The fact the values in Tcl (the value Tcl_Obj referenced by variable v) is transmogrified into different internal representations (e.g., different bytearrays without you noticing) with or without an external (string) representation, this is at the heart of Tcl.

Some of the surprise will go away when using [encoding convertto] as shown below because it will take care of not touching any shared value:

set v "\u2600"; # ☀
::xowiki::write_file /tmp/sun [encoding convertto utf-8 $v]
ns_return 200 text/plain $v
The value being written out to the file will distinct from the one ending up in ns_return. As I said, one must follow the protocol.
Collapse
12: Re: Ain’t No ☀shine (response to 10)
Posted by Michael Aram on
Thank you, Stefan, for your extensive clarifications. Your approach might be the correct way to deal with this kind of stuff when programming in plain Tcl, and maybe as well in special cases when implementing NaviServer/OpenACS applications. However, in the typical case of development "inside the framework (NaviServer/OpenACS/XO* Packages)", there is usually no need to convert values from or to UTF-8. The framework deals already with this, so most attempts to "convert" something result in over-converting something.

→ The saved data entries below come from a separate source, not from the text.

PR #2102, opened 2017-08-30
PCHR-2536: Add unique leave request links in emails

igorpavlov:
## Overview

This PR utilises https://github.com/civicrm/civihr/pull/2051 and makes links in leave requests email notifications lead directly to Leave Request Modal with a correct leave request opened.

## Technical Details

Links are now populated with a proper GET query containing leave request ID.

```php
$queryString = '?leave-request-id=' . $this->leaveRequest->id;
$leaveUrl = CRM_Utils_System::url('my-leave#/my-leave/report' .
  $queryString, [], true);
```

## Comments

This PR also fixes the issue with showing balance. The problem was happening because `LeaveRequest.find()` method utilised `get` API3 method which lacked **balance_change** and **dates** properties to be returned. Now `getFull` method is used for the `.find()` method, which is also already used in `.all()` method.

---

- [x] Tests Pass

PR #2104, opened 2017-08-30
PCHR-2529: Improve Leave Calendar Pagination

igorpavlov:
## Overview

Current pagination looks like it paginates through dates, which is confusing. This PR moves pagination elements so they clearly represent a pagination through contacts instead.

## Before

ℹ️ The limit of contacts was **temporarily** changed from 20 to 2 in order to shoot GIFs. This PR does **not** change the limit.

### SSP
**Desktop**
sspd
**Mobile**
sspm

### Admin
**Desktop**
admind
**Mobile**
*Note: admin does not support mobile yet (viewport scale is not set yet), so the screencast was taken by simply shrinking the browser viewport to a reasonably thin size*
adminm

## Technical Details

1. The "previous" pagination item was just moved to the *Employee Name* header while "next" pagination item was transformed into a table - that allowed to re-use Bootstrap and write **less** custom CSS.

```html
<table class="table table-bordered chr_leave-calendar__pagination-next" ng-if="month.contactsList().length > month.pageSize">
  <thead>
  <tr>
    <th>
      <div class="row chr_leave-calendar__month-container">
        <div class="col-xs-4 col-md-3 col-lg-2 chr_leave-calendar__pagination">
          <button class="btn-link" ng-disabled="month.currentPage >= month.contactsList().length / month.pageSize - 1" ng-click="month.currentPage = (month.currentPage + 1)">
            <i class="fa fa-lg fa-chevron-down"></i>
          </button>
        </div>
      </div>
    </th>
  </tr>
  </thead>
</table>
```

## Comments

1. This PR fixes heights of table headers and the bottom margin of the Month component.
2. This PR also includes built JavaScript files forgotten to be built in the previous PR (https://github.com/civicrm/civihr/pull/2102).
3. There was an issue with BackstopJS, the property for the name of the viewport was wrong, it was changed from "name" to "label".

---

- [x] Tests Pass


mi-kon:
@jamienovick do you think we should centre the arrows within the cell rather than centre it under the column header?

igorpavlov:
@mi-kon @jamienovick Please see 3 alternatives:

a1
a2
a3

mi-kon:
Personally my choice is #2. Or #1 if we can make arrow and column header on the same line. 
In #3  arrows look more like sorting options than pagination. 

Waiting for @jamienovick 's feedback

igorpavlov:
@mi-kon let me try to make the header title and the arrow on the same line

igorpavlov:
@mi-kon @jamienovick Another alternative version:

image

mi-kon:
It does look nicer to me! my only concern is that arrows can still be confused with sorting options 
@jamienovick ?

jamienovick:
Whilst I prefer the look of option 3+4 I agree with Mike that its probably still possible to confuse with sort options. I think option 2 therefor which removes the column label is the best. Its a given that the list of names are staff names and this clearly will scroll that list so I think we should go with that one... @mi-kon ? Thanks Igor great job to show the options.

Actually, the developer who faced this bug in the first place, tried to fix the problem using "convert", and even thought she had fixed it (using [encoding convertfrom [ns_conn encoding] $result]). However, this "fixed" the problem only for German umlauts, not for the three-byte sun (which was not part of the initially observed problem).

During code review I saw this "conversion-based fix" and immediately had the suspicion that there must be something wrong at some other place. Now that we have found the bug, or at least a solution within the framework, everything is fine! Thank you!